**Task instructions**.
Report back each line of the records that contains the string "Central".
(Data records begins)
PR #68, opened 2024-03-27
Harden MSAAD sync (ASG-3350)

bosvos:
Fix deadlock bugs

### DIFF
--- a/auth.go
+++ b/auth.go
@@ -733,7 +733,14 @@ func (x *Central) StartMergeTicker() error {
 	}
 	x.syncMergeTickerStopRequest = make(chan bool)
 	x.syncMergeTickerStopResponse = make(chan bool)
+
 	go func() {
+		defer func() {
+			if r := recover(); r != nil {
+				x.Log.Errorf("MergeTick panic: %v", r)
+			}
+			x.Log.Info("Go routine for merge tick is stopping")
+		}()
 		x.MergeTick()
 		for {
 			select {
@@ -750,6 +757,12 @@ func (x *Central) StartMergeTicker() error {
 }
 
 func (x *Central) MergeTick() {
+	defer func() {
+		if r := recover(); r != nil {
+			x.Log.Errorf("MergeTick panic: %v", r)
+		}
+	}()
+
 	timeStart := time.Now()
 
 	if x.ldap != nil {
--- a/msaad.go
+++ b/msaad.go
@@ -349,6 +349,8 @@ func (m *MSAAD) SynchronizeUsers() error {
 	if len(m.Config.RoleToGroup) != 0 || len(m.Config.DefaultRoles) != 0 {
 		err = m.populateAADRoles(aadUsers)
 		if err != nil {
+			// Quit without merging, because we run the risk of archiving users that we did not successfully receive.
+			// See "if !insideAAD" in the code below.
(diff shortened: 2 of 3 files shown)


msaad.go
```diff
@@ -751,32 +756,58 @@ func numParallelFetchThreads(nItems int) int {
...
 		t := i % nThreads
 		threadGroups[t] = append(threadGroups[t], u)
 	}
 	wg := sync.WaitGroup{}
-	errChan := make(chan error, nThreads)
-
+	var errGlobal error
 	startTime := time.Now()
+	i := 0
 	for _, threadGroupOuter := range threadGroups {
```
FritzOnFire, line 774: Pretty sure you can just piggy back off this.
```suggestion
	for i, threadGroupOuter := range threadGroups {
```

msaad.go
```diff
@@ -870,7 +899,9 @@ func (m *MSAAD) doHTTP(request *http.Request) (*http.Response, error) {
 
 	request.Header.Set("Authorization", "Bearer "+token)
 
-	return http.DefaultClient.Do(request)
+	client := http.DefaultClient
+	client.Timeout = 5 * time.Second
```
(Data records ends)
**Output for this exercise**.
@@ -733,7 +733,14 @@ func (x *Central) StartMergeTicker() error {
@@ -750,6 +757,12 @@ func (x *Central) StartMergeTicker() error {
 func (x *Central) MergeTick() {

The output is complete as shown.